I am glad that family integration is working for some it definitely sounds like it has its benefits.  But that is one context among many.  There are people struggling with parenting.  There are parents who would not feel they could sit through a church service with their kids.  There are parents who are training them at home and it just so happens that the child is not "getting it" as quickly as another child did.  And there are so many occasions for pride if we are not careful.  This is ministry and we cannot cookie cut everyone.  Especially when there are people who have just come to Christ and just walked through the doors of the church.  Are we going to tell that struggling, needy for hope and encouragement mom that we do not have an place to care for her little ones while she listens to the Word of God?  I am sorry, but looking back to when that was my case I think I might have turned and ran.  It's going to take time, discipleship and God working in her heart to get anywhere close to having her children sit still through a service.  Shouldn't we consider her perspective?  There is much to appreciate and agree with in this book.  The importance of a strong family unit and taking ownership of discipling our kids.  But in different families, places and situations that doesn't always play out exactly the way we think it should.  (You can read another review on the book here: A little more perspective)

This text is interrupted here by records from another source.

PR #6866, opened 2023-08-19
Allow Multinomial to accept unnormalized dists

Armavica:
I moved a sum from the `check_parameters` arguments to the logp, in order to allow `Multinomial` to accept unnormalized distributions.
This simplifies the function graph, because from two sums over `p` (the user's, and the sum in the `check_parameters` arguments), now we can have only a single one (in the `logp` term). And if the user's symbolic distribution is somehow already normalized, then it is the same number of sums.

**Checklist**

## Major / Breaking Changes
- ...

## New features
- The `Multinomial` distribution now allows probability arrays that don't sum to 1.

## Bugfixes
- ...

## Documentation
- ...

## Maintenance
- ...

----
:books: Documentation preview :books:: https://pymc--6866.org.readthedocs.build/en/6866/

### DIFF
--- a/pymc/distributions/multivariate.py
+++ b/pymc/distributions/multivariate.py
@@ -563,10 +563,7 @@ class Multinomial(Discrete):
                     "You can rescale them directly to get rid of this warning.",
                     UserWarning,
                 )
-                p_ = p_ / pt.sum(p_, axis=-1, keepdims=True)
-                p = pt.as_tensor_variable(p_)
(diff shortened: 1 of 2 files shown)


ricardoV94:
It was an explicit decision not to normalize probabilities for the user in Multinomial/Categorical: https://github.com/pymc-devs/pymc/discussions/5246

Armavica:
Ok, never mind then. It looks like the extra loop can be optimized away anyway.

What about you?  Have you ever found that you have held to a strong perspective on something but another perspective made you think twice?

(About the photo above: Brienne and I are learning to play guitar together.  Fun!  My "HP" laptop died yesterday.  Not fun.  It seems we are never a two laptop family for long.  Thankfully, I can use my husband's laptop.  The thing is, the only pictures I have on here are of Brienne with her guitar.  It doesn't exactly have anything to do with this post but I hope you enjoyed it anyway! :)

Linking up for the writing prompt here: http://www.ellenstumbo.com/different-perspectives/


1 comment:

  1. Oh yes I have been challenged to think twice many times! Sometimes, that helps me to hold on stronger to what I believe, and sometimes it makes me recognize how little importance some things have, and I make them a big deal.